(Records excerpted from a collection)
....
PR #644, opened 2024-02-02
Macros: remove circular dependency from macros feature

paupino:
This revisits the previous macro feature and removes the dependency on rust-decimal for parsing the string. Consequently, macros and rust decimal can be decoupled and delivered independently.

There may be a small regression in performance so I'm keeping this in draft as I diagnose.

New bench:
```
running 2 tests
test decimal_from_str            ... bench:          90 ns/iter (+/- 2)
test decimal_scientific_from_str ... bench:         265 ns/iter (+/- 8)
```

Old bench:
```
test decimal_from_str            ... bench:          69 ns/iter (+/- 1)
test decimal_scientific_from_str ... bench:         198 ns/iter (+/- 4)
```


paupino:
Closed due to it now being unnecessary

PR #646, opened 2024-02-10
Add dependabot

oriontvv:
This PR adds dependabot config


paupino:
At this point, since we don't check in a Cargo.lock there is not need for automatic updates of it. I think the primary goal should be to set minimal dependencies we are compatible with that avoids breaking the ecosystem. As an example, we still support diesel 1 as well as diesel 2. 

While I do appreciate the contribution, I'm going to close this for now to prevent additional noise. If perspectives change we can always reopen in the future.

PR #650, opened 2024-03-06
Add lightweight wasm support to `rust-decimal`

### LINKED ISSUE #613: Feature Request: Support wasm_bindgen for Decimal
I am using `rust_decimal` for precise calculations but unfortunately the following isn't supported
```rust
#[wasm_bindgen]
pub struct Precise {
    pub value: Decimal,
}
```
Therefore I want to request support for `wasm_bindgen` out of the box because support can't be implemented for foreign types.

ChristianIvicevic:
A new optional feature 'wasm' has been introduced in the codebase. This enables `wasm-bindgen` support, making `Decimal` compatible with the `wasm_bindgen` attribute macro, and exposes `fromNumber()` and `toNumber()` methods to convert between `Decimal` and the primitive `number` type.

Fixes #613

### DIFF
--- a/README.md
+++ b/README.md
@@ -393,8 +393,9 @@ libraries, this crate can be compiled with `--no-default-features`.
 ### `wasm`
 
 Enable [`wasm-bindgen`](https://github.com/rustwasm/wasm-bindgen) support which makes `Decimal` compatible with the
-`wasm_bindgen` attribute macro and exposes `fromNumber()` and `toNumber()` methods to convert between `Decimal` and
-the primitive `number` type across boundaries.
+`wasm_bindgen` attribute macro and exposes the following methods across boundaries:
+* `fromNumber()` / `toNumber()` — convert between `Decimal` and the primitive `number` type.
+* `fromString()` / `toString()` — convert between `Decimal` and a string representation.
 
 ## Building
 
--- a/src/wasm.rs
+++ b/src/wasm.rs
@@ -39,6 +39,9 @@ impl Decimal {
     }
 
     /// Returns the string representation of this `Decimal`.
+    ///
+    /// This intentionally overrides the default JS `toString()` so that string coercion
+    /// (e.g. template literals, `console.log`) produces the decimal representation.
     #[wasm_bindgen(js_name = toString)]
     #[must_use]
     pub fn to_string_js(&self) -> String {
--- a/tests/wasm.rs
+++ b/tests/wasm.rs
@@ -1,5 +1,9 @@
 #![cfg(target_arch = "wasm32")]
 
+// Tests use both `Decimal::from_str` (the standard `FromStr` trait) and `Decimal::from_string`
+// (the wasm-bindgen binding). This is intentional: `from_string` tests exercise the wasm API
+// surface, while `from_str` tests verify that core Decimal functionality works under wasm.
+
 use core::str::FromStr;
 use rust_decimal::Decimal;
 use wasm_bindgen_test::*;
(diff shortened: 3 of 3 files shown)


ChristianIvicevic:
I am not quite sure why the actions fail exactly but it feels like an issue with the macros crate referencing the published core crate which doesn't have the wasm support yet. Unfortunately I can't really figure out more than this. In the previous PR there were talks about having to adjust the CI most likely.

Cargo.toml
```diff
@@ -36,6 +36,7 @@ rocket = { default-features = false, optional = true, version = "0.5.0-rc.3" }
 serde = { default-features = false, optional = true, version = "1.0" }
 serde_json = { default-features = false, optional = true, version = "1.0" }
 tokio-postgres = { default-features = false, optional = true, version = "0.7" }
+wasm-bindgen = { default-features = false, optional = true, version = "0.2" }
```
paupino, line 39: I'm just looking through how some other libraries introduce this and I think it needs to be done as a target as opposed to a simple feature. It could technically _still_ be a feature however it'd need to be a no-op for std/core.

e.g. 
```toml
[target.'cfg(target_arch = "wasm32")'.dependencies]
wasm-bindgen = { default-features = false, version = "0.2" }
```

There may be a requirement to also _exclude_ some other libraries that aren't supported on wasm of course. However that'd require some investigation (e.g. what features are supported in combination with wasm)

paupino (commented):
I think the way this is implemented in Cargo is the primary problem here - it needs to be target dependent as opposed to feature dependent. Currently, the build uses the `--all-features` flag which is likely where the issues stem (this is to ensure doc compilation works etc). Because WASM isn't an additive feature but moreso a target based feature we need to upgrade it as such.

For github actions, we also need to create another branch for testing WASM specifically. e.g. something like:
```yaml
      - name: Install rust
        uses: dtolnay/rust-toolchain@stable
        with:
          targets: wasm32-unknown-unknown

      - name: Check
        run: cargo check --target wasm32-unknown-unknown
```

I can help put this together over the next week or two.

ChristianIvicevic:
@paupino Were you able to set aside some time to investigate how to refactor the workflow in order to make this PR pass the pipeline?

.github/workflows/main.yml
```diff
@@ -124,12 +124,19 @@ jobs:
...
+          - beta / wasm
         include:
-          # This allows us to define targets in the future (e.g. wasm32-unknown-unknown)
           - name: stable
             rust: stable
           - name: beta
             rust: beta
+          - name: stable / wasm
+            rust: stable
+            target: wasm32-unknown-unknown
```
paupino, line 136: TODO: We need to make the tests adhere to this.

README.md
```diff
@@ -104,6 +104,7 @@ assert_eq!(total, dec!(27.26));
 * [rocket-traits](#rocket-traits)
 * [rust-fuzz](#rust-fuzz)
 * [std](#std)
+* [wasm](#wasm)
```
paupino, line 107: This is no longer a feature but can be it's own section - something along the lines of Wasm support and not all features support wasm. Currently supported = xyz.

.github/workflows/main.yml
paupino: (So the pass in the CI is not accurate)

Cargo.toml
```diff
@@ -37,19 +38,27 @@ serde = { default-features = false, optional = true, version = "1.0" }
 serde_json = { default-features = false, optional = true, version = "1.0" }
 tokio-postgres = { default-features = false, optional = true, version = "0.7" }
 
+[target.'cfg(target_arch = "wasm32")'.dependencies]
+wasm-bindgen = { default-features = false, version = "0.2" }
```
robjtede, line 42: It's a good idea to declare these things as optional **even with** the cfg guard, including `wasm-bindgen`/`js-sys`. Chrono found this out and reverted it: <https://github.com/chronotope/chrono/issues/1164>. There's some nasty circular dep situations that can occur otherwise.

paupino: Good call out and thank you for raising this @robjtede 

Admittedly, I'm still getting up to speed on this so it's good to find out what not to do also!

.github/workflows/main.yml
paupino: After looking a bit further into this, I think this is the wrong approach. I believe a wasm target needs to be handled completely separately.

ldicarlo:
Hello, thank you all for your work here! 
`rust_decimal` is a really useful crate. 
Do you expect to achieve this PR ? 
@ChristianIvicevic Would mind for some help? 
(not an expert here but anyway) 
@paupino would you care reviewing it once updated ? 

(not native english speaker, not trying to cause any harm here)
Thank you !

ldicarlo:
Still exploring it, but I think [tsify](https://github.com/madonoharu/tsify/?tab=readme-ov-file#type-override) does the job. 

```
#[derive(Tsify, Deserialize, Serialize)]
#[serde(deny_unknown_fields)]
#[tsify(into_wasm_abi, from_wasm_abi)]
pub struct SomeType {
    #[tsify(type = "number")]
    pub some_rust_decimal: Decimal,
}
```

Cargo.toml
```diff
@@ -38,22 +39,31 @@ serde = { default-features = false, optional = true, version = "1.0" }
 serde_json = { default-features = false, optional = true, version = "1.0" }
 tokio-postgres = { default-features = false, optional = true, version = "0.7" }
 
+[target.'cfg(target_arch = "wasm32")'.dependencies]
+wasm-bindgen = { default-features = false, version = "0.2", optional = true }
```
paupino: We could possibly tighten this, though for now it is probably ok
....
__EXERCISE REQUIREMENTS__
All that is needed is the exact run of lines above from the line containing "--- a/README.md" through the line containing "support which makes", both of them included.

__EXERCISE RESPONSE__
--- a/README.md
+++ b/README.md
@@ -393,8 +393,9 @@ libraries, this crate can be compiled with `--no-default-features`.
 ### `wasm`
 
 Enable [`wasm-bindgen`](https://github.com/rustwasm/wasm-bindgen) support which makes `Decimal` compatible with the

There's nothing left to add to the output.